[[ Provided records, beginning ]]

PR #812, opened 2024-10-02
fix: fix autocomplete for tags search prompt

hasansujon786:
`<leader>oa` + `m` - Match a TAGS/PROP/TODO query prompt autocomplete isn't working on `<tab>`.


kristijanhusak (approved):
Thanks!

PR #814, opened 2024-10-16
feat(org_mappings): add use_fast_access for todo_next_state and todo_prev_state

LongyuXie:
In Emacs, we can use `<S-left>` to change todo state without fast_access.
So i add the option `use_fast_access` for `todo_next_state` and `todo_prev_state`.
The default value is `true`, and it will not affect other parts.
```
vim.keymap.set('n', '<S-left>', function()
    require("orgmode").action("org_mappings.todo_prev_state", false)
end)
```
This keymap will work unless you [configure the the shift keycodes](https://stackoverflow.com/a/42461580).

[[ Provided records, end ]]

Beginning with the line that contains "Match a TAGS/PROP/TODO", set down every line through the end of the data without change.

Written answer ▸
`<leader>oa` + `m` - Match a TAGS/PROP/TODO query prompt autocomplete isn't working on `<tab>`.


kristijanhusak (approved):
Thanks!

PR #814, opened 2024-10-16
feat(org_mappings): add use_fast_access for todo_next_state and todo_prev_state

LongyuXie:
In Emacs, we can use `<S-left>` to change todo state without fast_access.
So i add the option `use_fast_access` for `todo_next_state` and `todo_prev_state`.
The default value is `true`, and it will not affect other parts.
```
vim.keymap.set('n', '<S-left>', function()
    require("orgmode").action("org_mappings.todo_prev_state", false)
end)
```
This keymap will work unless you [configure the the shift keycodes](https://stackoverflow.com/a/42461580).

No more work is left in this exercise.